[WHAT TO WORK ON]: Find out how many lines in the records have the string "ISSUE" in them, and state only that number.

═══ EXERCISE INPUTS ═══

PR #139, opened 2020-12-03
drop "Redirect to a Shortened URL"

### LINKED ISSUE #53: Error mode for short interaction URL
§2.5.1.1 Redirect to an Arbitrary Shortened URL

> If the AS cannot shorten its response URL enough to fit in the requested size, the AS SHOULD return an error.

Or maybe just ignore this part of the interaction request?

### LINKED ISSUE #121: Redirect to an Arbitrary Shortened URL
I don't understand why this mode is needed?

Its also problematic having a boolean or a number as valid parameters for `interact.redirect`

aaronpk:
closes #121 and closes #53

### DIFF
--- a/draft-ietf-gnap-core-protocol.md
+++ b/draft-ietf-gnap-core-protocol.md
@@ -1496,6 +1496,7 @@ device, but it cannot accept a callback.
 
 ~~~
     "interact": {
+        "redirect": true,
         "user_code": true
     }
 ~~~
--- a/draft-ietf-gnap-core-protocol.md
+++ b/draft-ietf-gnap-core-protocol.md
@@ -4455,9 +4455,8 @@ Content-type: application/json
 
 In this scenario, the user does not have access to a web browser on
 the device and must use a secondary device to interact with the AS.
-The client can display a user code or a printable QR code. The client
-prefers a short URL if one is available, with a maximum of 255 characters
-in length. The is not able to accept callbacks from the AS and needs to poll
+The client can display a user code or a printable QR code.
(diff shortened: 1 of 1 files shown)


draft-ietf-gnap-core-protocol.md
```diff
@@ -1490,13 +1490,10 @@ a browser request.
 ~~~
 
 In this non-normative example, the RC is indicating that it can 
-display a [user code](#request-interact-usercode) and direct the RQ
-to an [arbitrary URL of maximum length](#request-interact-short) 255
-characters, but it cannot accept a callback.
+display a [user code](#request-interact-usercode), but it cannot accept a callback.
```
jricher, line 1493: This example can keep the redirection piece, just not the shortened form.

═══

[RESPONSE BOX]: 2